Shuffling simulation times

We investigated the effect of shuffling the pseudotime values on the performance of methods that require this information. We used three window sizes, namely, 15%, 30% and 45%, which defined the range of indices to sample from as a fraction of the total number of cells in a dataset. Thus, for a dataset with 2,000 cells, using a window size of 30% resulted in a range of 2000×0.3 = 600. Therefore, after sorting the cells in increasing order of pseudotime, for every index i, we sampled a new index from the interval [max(0,i−300),min(i+300,2000)] and swapped the cells at these two indices. We performed this analysis for the three synthetic networks with a single trajectory (Linear, Cycle, and Linear Long). Here each original (unshuffled) pseudotime was equal to the simulation time.
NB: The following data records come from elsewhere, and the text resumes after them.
Issue #4510, opened 2021-12-08
Helper text has incorrect font size


asvinb:
## Bug Description
We have a global CSS rule for paragraphs where we set the font size to `1rem`. However, in some cases, for e.g helper texts which are `p` having the `mdc-text-field-helper-text` class name should have a smaller font size, `0.75rem` rather than `1rem` which looks quite big.

## Screenshots

Font size set to `1rem`:
![image](https://user-images.githubusercontent.com/31818/145214543-4b276e05-7aa5-498d-beb4-bdee814b13e4.png)

Font size set to `0.75rem`:
![image](https://user-images.githubusercontent.com/31818/145214600-d358eb74-065f-41dd-a90e-1b237b7d3e0c.png)

---------------

_Do not alter or remove anything below. The following sections will be managed by moderators only._

## Acceptance criteria

* The [default font-size for Site Kit `p` tags](https://github.com/google/site-kit-wp/blob/a27f08668b1d738f72672bfc5d7c61e90bef981c/assets/sass/base/_defaults.scss#L144-L147) should not override material styles

## Implementation Brief

* Update `p` to not match `p` tags that contain a material class prefix (i.e. `p:not([class*="mdc-"])` in the default styles https://github.com/google/site-kit-wp/blob/a27f08668b1d738f72672bfc5d7c61e90bef981c/assets/sass/base/_defaults.scss#L144-L147

### Test Coverage

* May require VRT updates

## QA Brief

- Go to the Site Kit settings page
- Edit Analytics
- Type an incorrect value in the `Ads Conversion ID` text field
- Verify the `font-size` of the helper text should be `0.75rem`
- Verify the text length is smaller than the text field

## Changelog entry

* Update sizing of input helper text to be consistent with Material styles.

aaemnnosttv:
cc: @felixarntz

asvinb:
IB 👍

wpdarren:
@aaemnnosttv as discussed on [Slack](https://10up.slack.com/archives/CBKKQEBR9/p1643720952525489) yesterday, 

> I have noticed that the ‘connect service’ font size is different. The font size in main is as expected so doesn’t impact 1.50.0. Develop is 16px where main is 12px. 

It was confirmed that the font size change above was because of the work in this ticket. It's possible we could have other font size issues across the plugin, so in my opinion we need to compare `develop` to the latest release.  Do you feel any differences should be addressed in this ticket or create new one?  Thoughts appreciated! 

[...]

PR #4679, opened 2022-01-19
Enhance/4510 fix helper text font size new

hussain-t:
## Summary

Addresses issue: #4510 

## Checklist

## Screenshot
Screenshot 2022-01-19 at 10 13 15 AM


assets/sass/base/_defaults.scss
```diff
@@ -142,7 +142,7 @@
 	}
 
 	legend,
-	p {
+	p:not([class*="mdc-"]) {
```
asvinb, line 145: @hussain-t Looking at the VRT updates, I think the intended change by the CSS update should not affect those screens. To fix that, we have 2 solutions:

1. Either we explicitly set `p.mdc-text-field-helper-text` to be `0.75rem` which will prevent a lot of regressions.
2. Or we tweak the styles for other components so that there are no regressions. For e.g adding more specificity to the following selectors and exclude `p.mdc-dialog__lead` from setting the font size to `1rem`:
	* `.googlesitekit-settings-module p.googlesitekit-settings-module__status`
	* `.googlesitekit-settings-connect-module p.googlesitekit-settings-connect-module__text`
	* `.googlesitekit-settings-connect-module p.googlesitekit-settings-connect-module__cta`
	* `.googlesitekit-settings-module p.googlesitekit-settings-module__status`
	* `.googlesitekit-wizard-progress-step p.googlesitekit-wizard-progress-step__text`
	

@aaemnnosttv  I personally prefer the first option since we don't have VRT for all screens and it'll hard/take a lot of time to differentiate between any unwanted changes. Let me know what you think?

asvinb (changes requested):

assets/sass/base/_defaults.scss
aaemnnosttv: @asvinb I would be okay with styling `p.mdc-text-field-helper-text` if this issue were specific to helper-text only, but the problem is a larger one that font-size for `p` tags is interfering with Material styles, so this would not work with the current AC.

As to the VRTs, some of the changes I'm seeing are due to stylesheets for some components not including `.googlesitekit-plugin` at the top level, which all our styles should have.

Let's check for missing `.googlesitekit-plugin` (e.g. `_googlesitekit-cta-link.scss`) and see if adding those balances out the number of VRT failures and additional fixes that are needed.

asvinb: @hussain-t Unfortunately the changes in the PR introduce more regressions. For e.g, you can compare the position of the tooltip when you hover the last button in the following story:
Your PR: https://google.github.io/site-kit-wp/storybook/pull/4679/?path=/story/components-button--vrt-story
Develop: https://google.github.io/site-kit-wp/storybook/main/?path=/story/components-button--vrt-story
Notice how it's spaced incorrectly.

I've pushed a new POC branch where I've added the `.googlesitekit-plugin` prefix only where needed.
https://github.com/google/site-kit-wp/compare/poc/4510-helper-text?expand=1
I tested locally and there don't seem to be any regressions.
@aaemnnosttv I think we can create a separate issue to update all the *.scss files to always have the `.googlesitekit-plugin` prefix and tackle the UI issues there since it can be very time consuming, especially to QA. Let me know what you think and if you're ok with it, i'll create the ticket. @hussain-t Feel free to take a look at my POC and let me know your thoughts.

aaemnnosttv: @asvinb we can create a new issue for the correction to scss files, sure. Would that then be a prerequisite to finishing this issue or are you proposing something else?

As an aside to avoid large diffs, please prefix the first/top-level selector rather than wrap it with `.googlesitekit-plugin` (where possible). 

E.g.


```diff
- .googlesitekit-plugin {
-     .googlesitekit-wizard-progress-step {
+ .googlesitekit-plugin .googlesitekit-wizard-progress-step {
```

asvinb: @aaemnnosttv So to finish this issue, I suggest we only add the `.googlesitekit-plugin` prefix only to files where there are regressions pertaining to the current issue, like I did in the [branch](https://github.com/google/site-kit-wp/compare/poc/4510-helper-text?expand=1) I shared. Then a separate issue will tackle making sure all SCSS files are prefixed correctly. Unless you are happy with doing it in the current ticket and we'll be way above the estimates since it'll require a lot of testing and QA.

About the large diffs, totally agree with you, however for the sake of consistency, I would prefer if we have the first/top-level selector wrapped and immediately it's clear that everything is wrapped within `.googlesitekit-plugin`. It's more obvious 😁 
Let me know what you think!

aaemnnosttv: > So to finish this issue, I suggest we only add the .googlesitekit-plugin prefix only to files where there are regressions pertaining to the current issue, like I did in the branch I shared. Then a separate issue will tackle making sure all SCSS files are prefixed correctly. 

@asvinb would this require changing the AC or we could still complete it as defined but in a more simplified way?

---

As to the future approach, can we maybe apply the wrapping `.googlesitekit-plugin` class at a higher level so we don't need to worry about it within stylesheet partials or would that mess up logic with `&` in selectors? E.g.

```scss
.googlesitekit-plugin {
	@import "components/...";
	@import "components/...";
	@import "components/...";
	// ...
}
```

asvinb: @EvanHerman We can still complete it as defined in a more simplified way in the sense that we don't prefix all the files for now. WE only prefix the files which are causing regressions and then we can open a new ticket to prefix all the files :)

The wrapper at a higher level is awesome! But I think this should go in a separate ticket 😁

hussain-t: Thanks @aaemnnosttv. Wrapping the `.googlesitekit-plugin` class is a great idea 👍 
As @asvinb suggested let's do that in a separate ticket.

asvinb (approved):

aaemnnosttv (approved):
Great, thanks all!

Issue #4677, opened 2022-01-19
GA4 issues when connecting Analytics, unable to select or place snippet. 


jamesozzie:
## Bug Description

There seem to be multiple connected issues during GA4 property selection and also with viewing the existing property, as [highlighted by one user in the forums](https://wordpress.org/support/topic/ga4-settings-disappear/). This is reproducible in support, with the plugin not handling GA4 properties as it did before. 

**The main issue is new users are unable to select or place a GA4 property snippet using Site Kit.** 

A summary of issue findings including the below, occur on all test sites at present (3 tested so far):
- If selecting a GA4 property initially after selecting an account that has an existing GA4 property the screen reloads to only display the UA properties ([video](https://recordit.co/JnSqJ4xUIe))
- If an existing non SK placed GA4 snippet exists users are permitted to select a different GA4 property
- In both cases above when revisiting the GA4 settings overview there are no GA4 reference ([screenshot](https://i.imgur.com/JtwKywZ.png))
- When editing the Analytics settings there is a greyed out GA4 property box ([screenshot](https://i.imgur.com/X0smh04.png))
-  Despite granting all GA4 permissions previously users are asked to grant further permissions each time. 

![2022-01-19-11-10-25](https://user-images.githubusercontent.com/41326532/150118825-4d0738db-28f1-44cf-a67f-4c8cd021bea8.gif)

**Console Errors with the greyed out GA4 box when revisiting (_see screenshot of these errors further down_)**

```
Error handling response: TypeError: self.processResponse is not a function
    at chrome-extension://cmkdbmfndkfgebldhnkbfhlneefdaaip/js/notification.js:154:10
/wp-json/google-site-kit/v1/modules/analytics-4/data/webdatastreams-batch?propertyIDs%5B0%5D=279129939&_locale=user:1 Failed to load resource: the server responded with a status of 500 ()
googlesitekit-api-26ce8eaec5dba8b68ca9.js:1 Google Site Kit API Error method:GET datapoint:webdatastreams-batch type:modules identifier:analytics-4 error:"<p>There has been a critical error on this website.</p><p><a href="https://wordpress.org/support/article/faq-troubleshooting/">Learn more about troubleshooting WordPress.</a></p>"
(anonymous) @ googlesitekit-api-26ce8eaec5dba8b68ca9.js:1
```

**Video 1: Exhibiting GA4 issues during setup: [Video](https://recordit.co/GVeSITKkqU)**
- A new burner site is setup
- SK is setup
[...]

PR #4690, opened 2022-01-20
Update webdatastreams to be web datastreams

aaemnnosttv:
## Summary

Addresses issue:

- #4677

## Relevant technical choices

Web dataStreams now come back from the API like this:

```json
{
      "name": "properties/123456789/dataStreams/9999999",
      "type": "WEB_DATA_STREAM",
      "displayName": "https://example.com - Example!",
      "createTime": "2021-09-09T09:17:05.968Z",
      "updateTime": "2021-09-09T09:17:05.968Z",
      "webStreamData": {
        "measurementId": "G-XXXXXXXXXX",
        "defaultUri": "http://example.com"
      }
},
```

The main change that impacts us is that web datastream data `.measurementId` and `.defaultUri` are now under the `webDataStream` data property rather than part of the top-level object and the object is a generic `dataStream` where the type is determined by the `type` property (`"type": "WEB_DATA_STREAM"`).

## Checklist


tests/phpunit/integration/Core/Authentication/TokenTest.php
```diff
@@ -100,8 +100,11 @@ public function test_set() {
 		$this->assertFalse( $token->set( array( 'expires_in' => 3600 ) ) );
 
 		// Setting only access token also sets reasonable defaults for created and expires_in.
+		$created_before = time();
 		$this->assertTrue( $token->set( array( 'access_token' => 'a1b2c3d4e5' ) ) );
-		$this->assertEquals( time(), $this->user_options->get( OAuth_Client::OPTION_ACCESS_TOKEN_CREATED ) );
+		$created_at = $this->user_options->get( OAuth_Client::OPTION_ACCESS_TOKEN_CREATED );
+		$this->assertGreaterThanOrEqual( $created_before, $created_at );
+		$this->assertLessThanOrEqual( time(), $created_at );
```
aaemnnosttv, line 107: This fixes a random failure where the time changed in between the lines causing a failure.
https://github.com/google/site-kit-wp/runs/4895422306?check_suite_focus=true#step:11:37

I verified this works as expected by testing with an added delay.

image

assets/js/modules/analytics-4/datastore/__fixtures__/webdatastreams.json
```diff
@@ -1,24 +1,28 @@
 [
-  {
-    "_id": "2000",
-    "_propertyID": "1000",
-    "name": "properties/1000/webDataStreams/2000",
-    "measurementId": "1A2BCD345E",
-    "firebaseAppId": "",
```
aaemnnosttv, line 7: As shown in the json in the PR description, `firebaseAppId` is not included here. This is also now part of the `webStreamData` object but not included in the JSON representation when not set.

eugene-manuilov (approved):
LGTM

assets/js/modules/analytics-4/datastore/settings.js
```diff
@@ -87,7 +87,7 @@ export async function submitChanges( { select, dispatch } ) {
 		dispatch( MODULES_ANALYTICS_4 ).setWebDataStreamID( webdatastream._id );
 		dispatch( MODULES_ANALYTICS_4 ).setMeasurementID(
 			// eslint-disable-next-line sitekit/acronym-case
-			webdatastream.measurementId
+			webdatastream.webStreamData.measurementId
```
felixarntz, line 90: Maybe safer to use `?.` here? Not strictly necessary since we only deal with web data streams, but you _do_ use it below, so not sure why we shouldn't have it here.
```suggestion
			webdatastream.webStreamData?.measurementId
```

felixarntz (approved):
@aaemnnosttv Great, thanks for fixing this so promptly! Just one tiny comment, but nothing blocking.

assets/js/modules/analytics-4/datastore/settings.js
aaemnnosttv: `webdatastream` here comes from our `createWebDataStream` action so we should be able to trust that this is web dataStream object as long as there was no error as we do here. Adding the conditional chain here would move the error raised to `setMeasurementID` because `invariant` within will not allow an `undefined` value to be passed. So I think it might be more useful to let this error here if `webStreamData` was missing for some reason although it never should be if `createWebDataStream` was successful. We could add a check in that action perhaps?

The other instance where a conditional chain was used already had one, so I was following what was already there. I'll leave a separate comment on that one.

assets/js/modules/analytics/components/settings/GA4SettingsControls.js
```diff
@@ -116,7 +116,10 @@ export default function GA4SettingsControls() {
 
 		setPropertyID( newPropertyID );
 		setWebDataStreamID( newWebDataStreamID );
-		setMeasurementID( matchedWebDataStream?.measurementId || '' ); // eslint-disable-line sitekit/acronym-case
+		setMeasurementID(
+			// eslint-disable-next-line sitekit/acronym-case
+			matchedWebDataStream?.webStreamData?.measurementId || ''
```
aaemnnosttv, line 121: @felixarntz in this case the `matchedWebDataStream` may not be set, but when it is that value comes from `matchWebDataStream` so it should always be a web dataStream. So the condition on `webStreamData?` shouldn't really be needed here but it is intended to be fail-safe due to the unreliability of `matchedWebDataStream`.

So this could be removed for consistency but doesn't hurt due to the fallback
```suggestion
		setMeasurementID(
			// eslint-disable-next-line sitekit/acronym-case
			matchedWebDataStream?.webStreamData.measurementId || ''
```

felixarntz: I guess my point is in neither case having this hurts :) I see what you mean about the `matchedWebDataStream` potentially not being set, but like you're saying even then that second `?.` is not necessary. So I think we should consistently go with one or the other approach:
* Either never use `?.` where we don't expect the initial value to not be set
* Or be defensive and always use `?.` on "sub-objects" from 3P API

I think I prefer the first approach (so basically what you are suggesting above), since at least we would get a clear failure at this point _if_ the shape of the object was suddenly different from what we're expecting.

aaemnnosttv: @felixarntz Yeah that sounds good. Being overly defensive here would mask a critical change in the API response (if it were to change unexpectedly) so I think we should only use the conditional access when it is expected to be necessary. I'll apply my suggestion above 👍

felixarntz (approved):
Great!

Procedure for creating Figure 6

We chose the following measures presented in earlier sections for summarize our key findings:

• Accuracy: We computed the median of the per-network median AUPRC value obtained for datasets containing 2,000 and 5,000 cells for the six synthetic networks (Figure 2). For datasets from curated models, we used the median of the per-model median AUPRC value obtained for 10 datasets without dropouts for each the four datasets from curated models (Figure 4). For experimental single-cell RNA-Seq datasets, we used the median EPR obtained for each dataset-evaluation network combination (all significantly-varying TFs and the 500 most-varying genes) (Figure 5). We have ordered the algorithms by their median EPR score across experimental single-cell RNA-Seq datasets followed by median AURPCs in datasets from synthetic networks.

• Stability: We present four such measures: (a) across datasets: the median score of the Jaccard index obtained for all six datasets from synthetic networks (Figure 2); (b) across runs: median Spearman’s correlation of outputs for each of the four datasets from curated models (one dataset each, Supplementary Note 3.4); (c) across dropouts: median percentage decrease in AUPRC for the q = 50 dropout rate compared to no dropouts (Supplementary Figure 4); (d) across pseudotime: median percentage decrease in AUPRC after shuffling time values within a 30% window compared to the original simulation time for datasets from synthetic networks (Supplementary Figure 11).

• Scalability: Median running times and memory consumption for three different scRNA-Seq datasets, namely hHEP, hESC and mHSC-E, which contain 400, 750 and 1000 cells, respectively (Supplementary Figure 7). Missing values indicate that either the method did not complete even after running for over a day or it gave a run-time error.